Those libraries are automatically combined in the archive and indexed in the `app.json`. When deployed, they will replace the libraries installed on the node. This means when deploying an application, no node local files are consulted.

## Drawbacks
[drawbacks]: #drawbacks

Since this is a pure addition and not a change, there are no drawbacks to prior versions of tremor; however, there are some possible drawbacks in the approach taken.

* Strong consistency is a demanding constraint for node management. It poses the problem that cluster reconfiguration might not be possible in the face of a partial outage. This tradeoff is, however, just that, a tradeoff; the alternative of an eventual consistent backend for all configurations imposes other challenges, and for better or worse, the decision was made to go with strong consistency.

* The cluster_kv connector is not tested for high-performance needs as building a distributed kv store in itself is a massive undertaking, and its purpose is to allow shared configuration, not to be a fully-fledged kv store. Improvements can be made to this, but they can happen after the initial release.

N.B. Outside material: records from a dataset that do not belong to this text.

PR #44, opened 2024-04-23
chore: [SIW-964] Add nonce validation

silvicir:
#### List of Changes

1. Update OpenAPI file with `POST /wallet-instance` endpoint
2. Added validate challenge step in `CreateWalletInstanceHandler` handler
3. Added unit tests

#### Checklist:

### DIFF
--- a/apps/io-func-wallet-solution-backend/openapi.yaml
+++ b/apps/io-func-wallet-solution-backend/openapi.yaml
@@ -53,12 +53,8 @@ paths:
                 hardware_key_tag:
                   type: string
       responses:
-        "201":
+        "204":
           description: Wallet instance successfully created
-          content:
-            application/entity-statement+jwt:
-              schema:
-                type: string
         "422":
           $ref: "#/components/responses/UnprocessableContent"
         "500":
--- a/apps/io-func-wallet-solution-backend/openapi.yaml
+++ b/apps/io-func-wallet-solution-backend/openapi.yaml
@@ -35,6 +35,35 @@ paths:
         "500":
           $ref: "#/components/responses/Unexpected"
 
+  /wallet-instance:
+    put:
+      operationId: createWalletInstance
+      summary: Create a wallet instance
+      requestBody:
+        required: true
+        content:
+          application/json:
+            schema:
+              type: object
+              properties:
+                challenge:
+                  type: string
+                key_attestation:
+                  type: string
+                hardware_key_tag:
+                  type: string
+      responses:
+        "201":
+          description: Wallet instance successfully created
+          content:
+            application/entity-statement+jwt:
+              schema:
+                type: string
+        "422":
+          $ref: "#/components/responses/UnprocessableContent"
+        "500":
+          $ref: "#/components/responses/Unexpected"
+
   /info:
     get:
       operationId: healthCheck
@@ -54,6 +83,13 @@ paths:
 
 components:
   responses:
+    UnprocessableContent:
+      description: Unprocessable Content
+      content:
+        application/json:
+          schema:
+            $ref: "#/components/schemas/ProblemDetail"
+
     Unexpected:
       description: Unexpected error
       content:
--- a/apps/io-func-wallet-solution-backend/openapi.yaml
+++ b/apps/io-func-wallet-solution-backend/openapi.yaml
@@ -36,7 +36,7 @@ paths:
           $ref: "#/components/responses/Unexpected"
 
   /wallet-instance:
-    put:
+    post:
       operationId: createWalletInstance
       summary: Create a wallet instance
       requestBody:
--- a/apps/io-func-wallet-solution-backend/src/app/main.ts
+++ b/apps/io-func-wallet-solution-backend/src/app/main.ts
@@ -49,7 +49,7 @@ app.http("createWalletAttestation", {
 });
 
 app.http("createWalletInstance", {
-  methods: ["PUT"],
+  methods: ["POST"],
   authLevel: "anonymous",
   route: "wallet-instance",
   handler: CreateWalletInstanceFunction({
--- a/apps/io-func-wallet-solution-backend/src/app/main.ts
+++ b/apps/io-func-wallet-solution-backend/src/app/main.ts
@@ -53,7 +53,8 @@ app.http("createWalletInstance", {
   authLevel: "anonymous",
   route: "wallet-instance",
   handler: CreateWalletInstanceFunction({
-    ...config.attestationService,
+    attestationServiceConfiguration: config.attestationService,
+    nonceRepository,
   }),
 });
 
--- a/apps/io-func-wallet-solution-backend/src/app/main.ts
+++ b/apps/io-func-wallet-solution-backend/src/app/main.ts
@@ -4,6 +4,7 @@ import { CosmosClient } from "@azure/cosmos";
 import * as E from "fp-ts/Either";
 import { pipe, identity } from "fp-ts/function";
 
+import { getConfigFromEnvironment } from "./config";
 import { GetEntityConfigurationFunction } from "@/infra/azure/functions/get-entity-configuration";
 import { InfoFunction } from "@/infra/azure/functions/info";
 import { CryptoSigner } from "@/infra/crypto/signer";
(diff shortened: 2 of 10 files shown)


apps/io-func-wallet-solution-backend/src/infra/azure/cosmos/nonce.ts
```diff
@@ -19,4 +19,19 @@ export class CosmosDbNonceRepository implements NonceRepository {
       (error) => new Error(`Error inserting nonce: ${error}`)
     );
   }
+
+  delete(nonce: string) {
```
balanza, line 23: **issue:** ‏Please add docblock to every public method and an explicit returning type. This helps users to understand how to use the function without the need of understanding its internals

apps/io-func-wallet-solution-backend/src/wallet-instance-request.ts
```diff
@@ -1,19 +1,19 @@
...
 });
 
 export type WalletInstanceRequest = t.TypeOf<typeof WalletInstanceRequest>;
 
-export const verifyWalletInstanceRequest = (
-  walletInstanceRequest: WalletInstanceRequest
-): E.Either<Error, WalletInstanceRequest> =>
-  // TODO: [SIW-964]: Add nonce validation
-  pipe(walletInstanceRequest, E.right);
+export const validateChallenge = (
```
balanza, line 16: **suggestion(naming):** If a function is named _validateSomething_ I expect to have no side effects. This one, instead, deletes an item. I suggest something that express this concept, like _consumeNonce_ (it's just an example). 
Also, I advocate to comment the public function with a docblock‏

apps/io-func-wallet-solution-backend/src/wallet-instance.ts
```diff
@@ -2,33 +2,27 @@ import * as TE from "fp-ts/TaskEither";
...
-} from "./wallet-instance-request";
+import { WalletInstanceRequest } from "./wallet-instance-request";
 import { AttestationServiceConfiguration } from "./app/config";
 import { MobileAttestationService } from "./infra/attestation-service";
 
+type AttestationService = {
+  attestationServiceConfiguration: AttestationServiceConfiguration;
+};
+
 export const createWalletInstance =
```
balanza, line 13: **question:** What does this function do? Does it have side effects? In which way can it fail?‏

apps/io-func-wallet-solution-backend/src/nonce.ts
```diff
@@ -22,3 +23,10 @@ export const insertNonce: (
   (nonce) =>
   ({ nonceRepository }) =>
     nonceRepository.insert(nonce);
+
+export const deleteNonce: (
+  nonce: string
+) => RTE.ReaderTaskEither<NonceEnvironment, Error, void> =
+  (nonce) =>
+  ({ nonceRepository }) =>
+    nonceRepository.delete(nonce);
```
balanza, line 32: **suggestion:** ‏ Imagine coming here in a few months and being asked: _What happens when deleting a non-existing item? Would this function fail or not?_. We both know the answer, I suggest documenting this behavior with a comment.‏

balanza (commented):
I advocate for better comment and documentation

apps/io-func-wallet-solution-backend/src/app/main.ts
```diff
@@ -53,7 +53,8 @@ app.http("createWalletInstance", {
   authLevel: "anonymous",
```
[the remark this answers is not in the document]
grausof: Here a resource (Wallet Instance) is created on the backend therefore [PUT](https://opensource.zalando.com/restful-api-guidelines/#put) was chosen

apps/io-func-wallet-solution-backend/src/wallet-instance-request.ts
grausof: Since we are talking about **nonce** here and not **challenges** (the challenge is something that the app sends but which could contain something other than the nonce) I would say to rename it to `validateNonce` or `consumeNonce`  as @balanza suggested

apps/io-func-wallet-solution-backend/src/app/main.ts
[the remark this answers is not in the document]
gunzip: PUT needs an id (ie. PUT `/wallet-instance/123`). When you don't know the ID in advance is a POST:

> Important: It is good practice to keep the resource identifier management under control of the service provider and not the client, and, hence, to prefer [POST](https://opensource.zalando.com/restful-api-guidelines/#post) for creation of (at least top-level) resources, and focus [PUT](https://opensource.zalando.com/restful-api-guidelines/#put) on its usage for updates

apps/io-func-wallet-solution-backend/src/infra/azure/cosmos/nonce.ts
```diff
@@ -19,4 +19,19 @@ export class CosmosDbNonceRepository implements NonceRepository {
...
+    return TE.tryCatch(
+      async () => {
+        await this.#container.item(nonce, nonce).delete();
+      },
+      (error) =>
+        typeof error === "object" &&
```
gunzip, line 29: what about a zod interface instead?

apps/io-func-wallet-solution-backend/src/app/main.ts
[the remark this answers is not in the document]
grausof: I made a mistake 😮
Correct, POST should be used

apps/io-func-wallet-solution-backend/src/infra/azure/cosmos/nonce.ts
silvicir: Should we include zod just for this parsing?

gunzip: nope, I see you're using io-ts here, you may want to consider it

silvicir: I think it would become more complicated. This is a 'non fp-ts' part of code

apps/io-func-wallet-solution-backend/src/wallet-instance.ts
silvicir: Is it a question? Or are you suggesting to include the explanation in a comment?

apps/io-func-wallet-solution-backend/src/infra/azure/cosmos/nonce.ts
silvicir: I don't think a docblock is necessary since the methods are very simple, but I think I could add a comment regarding the `404` part

apps/io-func-wallet-solution-backend/src/infra/azure/cosmos/nonce.ts
gunzip: why?

apps/io-func-wallet-solution-backend/openapi.yaml
```diff
@@ -35,6 +35,31 @@ paths:
...
+          application/json:
+            schema:
+              type: object
+              properties:
+                challenge:
+                  type: string
+                key_attestation:
+                  type: string
+                hardware_key_tag:
+                  type: string
```
grausof, line 54: What do you think about adding the format to indicate that it's a base64?

```suggestion
                challenge:
                  type: string
                  format: binary
                key_attestation:
                  type: string
                  format: binary
                hardware_key_tag:
                  type: string
```

apps/io-func-wallet-solution-backend/src/wallet-instance.ts
```diff
@@ -2,33 +2,27 @@ import * as TE from "fp-ts/TaskEither";
...
+      new MobileAttestationService(attestationServiceConfiguration),
+      (attestationService) =>
+        attestationService.validateAttestation(
+          walletInstanceRequest.keyAttestation,
+          walletInstanceRequest.challenge,
+          walletInstanceRequest.hardwareKeyTag
+        ),
       // TODO: [SIW-456] - Add device registration
-      TE.map(() => "OK")
+      TE.map(() => void 0)
```
grausof, line 27: Why `void 0` and not `undefined`.

grausof (changes requested):

apps/io-func-wallet-solution-backend/src/wallet-instance.ts
grausof: Much better

grausof (approved):
LGTM

PR #49, opened 2024-05-07
chore: [SIW-969] Add getting the hardwareKey and signCount from database on validateAssertion

silvicir:
#### List of Changes

1. Added getting the `hardwareKey` and `signCount` from database on `validateAssertion` method in `MobileAttestationService ` class
2. Added `get` in type `CosmosDbWalletInstanceRepository` and class implementation
3. Added `signCount` and `isRevoked` to the `WalletInstance` type with values `signCount` equal to `0` and `isRevoked` equal `false` when inserting a new wallet instance record

#### Checklist:


apps/io-func-wallet-solution-backend/src/infra/attestation-service/index.ts
```diff
@@ -123,7 +124,8 @@ export class MobileAttestationService implements AttestationService {
               RA.head,
               E.fromOption(() => new Error("No assertion validation passed"))
             )
-          )
+          ),
+          RTE.fromTaskEither
```
grausof, line 128: Why did it become an `RTE`?

apps/io-func-wallet-solution-backend/src/wallet-instance.ts
```diff
@@ -17,18 +18,26 @@ type AttestationService = {
...
 
-export type WalletInstance = {
-  id: NonEmptyString;
-  userId: User["id"];
-  hardwareKey: JWK;
-};
+export const WalletInstance = t.type({
+  id: NonEmptyString,
+  userId: User.props.id,
+  hardwareKey: t.record(t.string, t.unknown),
```
grausof, line 35: Isn't `hardwareKey` supposed to be a `JWK`? You could use JwkPublicKey from: https://github.com/pagopa/io-wallet/blob/09fba457fefc299084249a697f2ffc9c9eda7874/apps/io-func-wallet-solution-backend/src/jwk.ts#L62

silvicir: thanks!

silvicir: then in `CreateWalletInstanceHandler` in `src/infra/http/handlers/create-wallet-instance.ts` it complains that `JWK` is not assignable to `JwkPublicKey`

apps/io-func-wallet-solution-backend/src/infra/attestation-service/index.ts
silvicir: because the first element of the `pipe` is now an `RTE` (since `walletInstance: getWalletInstance(hardwareKeyTag, userId)` has now the database dependency)

grausof: Ok, what do you think about moving DB access to the calling function? In this way we leave the attestation service independent of the database. And you might think about passing hardwareKey and signCount as parameters to the function. Let me know your opinion on it.

apps/io-func-wallet-solution-backend/src/wallet-instance.ts
grausof: I believe you need an encoder/decoder to go from `JwkPublicKey` to jose's `JWK`. Although it seems strange to me because the parameters are the same. Try changing everything in `JwkPublicKey` and see if `jose` takes it for granted

silvicir: We decided to do it in another PR

apps/io-func-wallet-solution-backend/src/infra/attestation-service/index.ts
```diff
@@ -70,13 +70,15 @@ export class MobileAttestationService implements AttestationService {
...
     );
 
-  validateAssertion = (
-    integrityAssertion: NonEmptyString,
-    hardwareSignature: NonEmptyString,
-    nonce: NonEmptyString,
-    jwk: JWK,
-    _hardwareKeyTag: NonEmptyString
-  ): TE.TaskEither<Error, boolean> =>
+  // TODO: the calling function will get (hardwareKey, signCount) from WalletInstanceEnvironment
```
grausof, line 73:
```suggestion
  // TODO: [SIW-970] The calling function will get (hardwareKey, signCount) from WalletInstanceEnvironment
```

apps/io-func-wallet-solution-backend/src/infra/azure/cosmos/wallet-instance.ts
```diff
@@ -11,6 +13,26 @@ export class CosmosDbWalletInstanceRepository
...
+      ),
+      TE.chain(({ resource }) =>
+        pipe(
+          resource,
+          WalletInstance.decode,
+          E.mapLeft(
+            () =>
+              new Error("error getting wallet instance: invalid result format")
+          ),
+          TE.fromEither
```
grausof, line 30: How about throwing an error if the wallet instance is revoked?

silvicir: put it in `getValidWalletInstance` in `src/wallet-instance.ts`

grausof (approved):
LGTM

* Raft expects all actions committed to the log to be successful; however, tremors internal API can't make a strong guarantee of this, so we are in a situation where we have to do this on a best-effort basis. For example, parsing the application technically could fail even so logically it shouldn't since that already was done during application creation.

## Rationale and Alternatives
[rationale-and-alternatives]: #rationale-and-alternatives

An alternative would have been an eventual consistent backend; the primary choice to avoid this was that there are no established libraries for this in Rust at the point of writing this, and it's easier to reduce constraints later than to enforce more restrictions.

## Prior Art
[prior-art]: #prior-art

RAFT is a well-known algorithm for strongly consistent systems.

Erlang Application archives and the JVMs JAR files inspire the Tremor Archive.

## Unresolved Questions
[unresolved-questions]: #unresolved-questions

The biggest unresolved question is handling failed requests in the LOGs well; while they should not happen, there is no guarantee that they won't occur during an application's lifecycle.

## Future Possibilities
[future-possibilities]: #future-possibilities

The design of stage 1 was internally named the **micro ring** as the future goal is to limit cluster membership and configuration storage to raft while outsourcing work to a **macro ring** that works as an eventual consistent system in a ring-based configuration. This would allow combining the benefits from a strongly consistent configuration with eventual consistent workload management.

Another later-stage implementation is cluster-wide communication, the option to forward events from one node to another and create a form of location independence. This will allow splitting out ingress, egress, and processing and more elaborate deployment and data partitioning strategies.

Lastly, cluster-aware deployments and more advanced placement strategies are a reasonable follow-up to this RFC; so far, only `all` and `one` node deployments exist, but more advanced strategies are possible with further development. This would combine nicely with the partitioning of data and the cluster-wide communication mentioned above.